これまでにHIV/エイズで親を亡くした子どもたちは、1,500万人にのぼります。
その8割は、アフリカの子どもたちです。
セラ君のストーリー
世界的なエイズの蔓延は、最も深刻な人道危機の一つです
エイズはHIV(ヒト免疫不全ウイルス)というウイルスによって、引き起こされる病気です。1981年に最初のエイズ発症例が発見されて以来、2,500万人の人々が命を失いました。働き盛りの世代を中心に感染が広がり、サハラ以南アフリカなど、HIVの蔓延が深刻な地域では社会や経済機能に深刻な影響をもたらし、これまでの開発の成果を失いかねない脅威となっています。


継続的に求められる国際社会の取組み
2002年の世界エイズ・結核・マラリア対策基金の設立が大きな契機となり、世界のHIV/エイズ対策に投入される資金は飛躍的に増大しました。国際社会の支援と各国の取組みは多くの人命を救い、エイズの影響を受ける人々の生活に、着実な変化をもたらしています。
- HIVに新たに感染する人の数は、推定値で2001年の300万人から2008年の270万人に減少
- 開発途上国でエイズ発症を遅らせる抗レトロウィルス治療を受けている人の数は、2007年末には5年前の10倍強に近い300万人に増加
- 妊娠中にHIV感染が判明した女性のうち、母子感染を予防する抗レトロウィルス薬の処方を受けた女性は、2004年の約10%から2007年には約35%に増加
*母子感染を防ぐ手段を講じないと、HIV陽性の母親から生まれる赤ちゃんの15-30%は、HIV陽性で生まれてきます
しかし、新に2人が治療を開始する間に、5人が新たにHIVに感染するというペースで、現在も感染は拡大しています。日本を含むアジアでも、感染率が上昇している地域があります。 2005年、先進主要国が中心となり国際社会が約束した「2010年までに、全ての人にHIV/エイズの予防、治療、ケア、サポートを届ける」という目標に向けて、さらなる取組みが求められています。
最も深刻な影響を受けるのは子どもたち
ワールド・ビジョンのHIV/エイズ対策
子どもたちと社会に深刻な打撃を与えているHIV/エイズの影響を軽減し、その蔓延を防ぐために、ワールド・ビジョンは2000年に包括的なHIV/エイズ対策の取組みである「ホープ・イニシアチブ」* を発足させました。今日も、エイズの影響を受ける人々に寄り添うケア、HIVの感染予防を効果的に進めるための啓発活動、そして、エイズの影響を受けている人々の声を届けるアドボカシーを世界中で展開しています。

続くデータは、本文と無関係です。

PR #38, opened 2019-09-19
RFC: Resource Prototypes

vito:
[Rendered](https://github.com/vito/rfcs/tree/resource-prototypes/038-resource-prototypes/proposal.md)

supercedes #26

### DIFF
--- a/038-resource-prototypes/proposal.md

特に力を注いでいるのは、エイズにより親を失い、弱い立場に置かれている子どもたちの必要に応えることです。家庭を失った子どもたちを地域住民の人々が支えていけるような支援や、政府の政策が子どもたちの必要に応えるものとなるための働きかけ等を行っています。
* 「ホープ・イニシアチブ」
ワールド・ビジョンは住民や行政と協力し、「ホープ・イニシアティブ(Hope Initiative)」と呼ぶHIV/エイズ対策活動を、多くの国々で行っています。活動では住民グループを作り、住民自身がHIV/エイズの予防、ケア、啓発活動の中心的な担い手となり、子どもたちを含め、HIV/エイズの影響を受けている人々を支援できる体制作りを行っています。最終的には、地域の人々が自ら活動を継続していくことを目指しています。